俳優 鈴木拡樹「石見の神楽在月」スペシャルインタビュー

映画や舞台など様々なジャンルで活躍する俳優 鈴木拡樹さんに、スペシャルインタビューをさせていただきました

(2022年7月30日)


写真/河野英喜 ©石見観光振興協議会

①受け継がれてきた衣裳を着て、日本遺産の技の重みを感じました

衣裳を身にまとう鈴木拡樹さん(ポスター撮影)
インタビューを受ける鈴木拡樹さん


(石見観光振興協議会:以下省略)ー ー ー今回のポスター撮影にあたって衣裳を3パターン着られたと思いますが、石見神楽の衣裳を着られた率直な感想はいかがですか。


鈴木氏:僕も時代劇とか和物のお仕事を少しさせていただいていますが、舞台ということもありまして、軽量化され動きやすいものをいつも着用しています。今回は舞もある中での伝統文化のご衣裳ですから、もう重厚感がすごいですね。


ー ー ー色々な重みがあると思います。


鈴木氏:そうですね。重みも、本当にあらゆる意味の重みが詰まっているといいますか。もちろん分かりやすく重量もそうですけど、作り手さんの想い一つ一つが、刺繍を見てもそうですけど、すごく細やかなお仕事をされていて、日本遺産になる技ですよね。そういうものを感じました。


ー ー ー石見地域では石見神楽面や石見神楽衣裳、石見神楽蛇胴などの産業が代々受け継がれています。舞台などで様々な衣裳を着られると思いますが、石見神楽の衣裳の魅力はいかがですか。

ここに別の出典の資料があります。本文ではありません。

PR #23310, opened 2024-05-24
[rom] More comprehensive ROM_EXT version selection

cfrantz:
The ROM should consider the security version as well as the formal version number in selecting which slot to boot:

- Select the slot with the greater security version.
- If equal, select the slot with the greater major version.
- If equal, select the slot with the greater minor version.
- If equal, select slot A.

This allows for easier testing of ROM_EXTs and conventional roll-out policies where a newer ROM_EXT can be qualified in a testing/staging fleet before committing to an anti-rollback event.


timothytrippel (approved):

cfrantz:
Fixes #22941.

PR #23924, opened 2024-07-04
[sw/tests] Fix `rv_dm_access_after_wakeup` in DV

andreaskurth:
The C code kept waiting for `kSoftwareBarrier` to become 1, which the DV code did set via a backdoor memory write but was not visible to SW. This caused a timeout on the DV side (the spinwait on "Entering normal sleep.").

Qualifying `kSoftwareBarrier` with `const` in the C code puts the variable into flash instead of SRAM, which fixes the problem: the value updated from DV is now visible to SW.

### DIFF
--- a/sw/device/tests/rv_dm_access_after_wakeup.c
+++ b/sw/device/tests/rv_dm_access_after_wakeup.c
@@ -32,7 +32,7 @@ enum {
 };
 
 // This location will be update from SV
-static volatile uint8_t kSoftwareBarrier = 0;
+static volatile const uint8_t kSoftwareBarrier = 0;
 
 // Handle to the plic
 dif_rv_plic_t rv_plic;


timothytrippel (approved):
Thanks @andreaskurth !

andreaskurth:
Thanks for your review, @timothytrippel. As [discussed with you and @pamaury on Slack](https://opentitan.slack.com/archives/C01073VLYP4/p1720109050127979), the problem is that variables in (main) SRAM don't seem to get updated by `sw_symbol_backdoor_overwrite`, but variables in flash do. I created issue https://github.com/lowRISC/opentitan/issues/23926 to track this.

andreaskurth:
`rv_dm_access_after_wakeup` still fails on the FPGA, hence the _CW310 SiVal non-ROM_EXT Tests_ CI check fails. However, this DV-related fix should not negatively affect FPGA tests, thus I'm merging this PR.

nbdd0121:
I think we need to change the test to use const for DV and non-const for SiVal.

鈴木氏:今回撮影で着させていただいた衣裳は、本番でも使われているものとお伺いしたので、受け継がれてきたものを僕も着させていただくことができて、石見神楽衣裳の魅力を感じましたね。

②神々しさや澄んだ瞬間の贅沢な時間を、みなさん経験してもらいたいです

迫力ある石見神楽の花形「大蛇」
インタビューを受ける鈴木拡樹さん

ー ー ー島根県の石見地域には9つの市と町がありますが、実は130を超える神楽団体があります。最も神楽が舞われる9月から11月は3ヶ月間で500以上もの神楽が舞われています。


鈴木氏:9つの市町の中に130もですか。500以上の神楽が舞われているということですが、それは観光協会さんのホームページとかを見ると、どこでやっているよみたいな情報が載っているんですか?


ー ー ーそうですね。 我々石見観光振興協議会としてもこの9月から11月を“石見の神楽在月”と銘打ち、公演情報の発信などPRもしています。(鈴木さんにはポスターのモデルにもなっていただきました)



ー ー ー先程、生の迫力にすごく感銘を受けたとおっしゃっておられましたが、実は神楽団体はプロとしてされている訳ではないんです。


鈴木氏:そうなんですか?


ー ー ーもちろん皆さん本気で取り組んでおられますが、生活のためにされている訳ではないんです。


鈴木氏:なるほど。そういう意味ですか。


ー ー ーはい。普段は普通の仕事をされながら、自分が小さい頃から見てきた神楽を次の世代に受け継いでいきたいという気持ちで、民間伝承で引き継いでおられるんです。鈴木さんが見ていらっしゃるフィールドとは少し違うかもしれませんが、表現者という立場でどのように感じられますか。


鈴木氏:お話を聞いてなおのこと、プロの方々だなと思いましたね。その方達の洗練された舞であったりとか、奏でる音楽であったりとか。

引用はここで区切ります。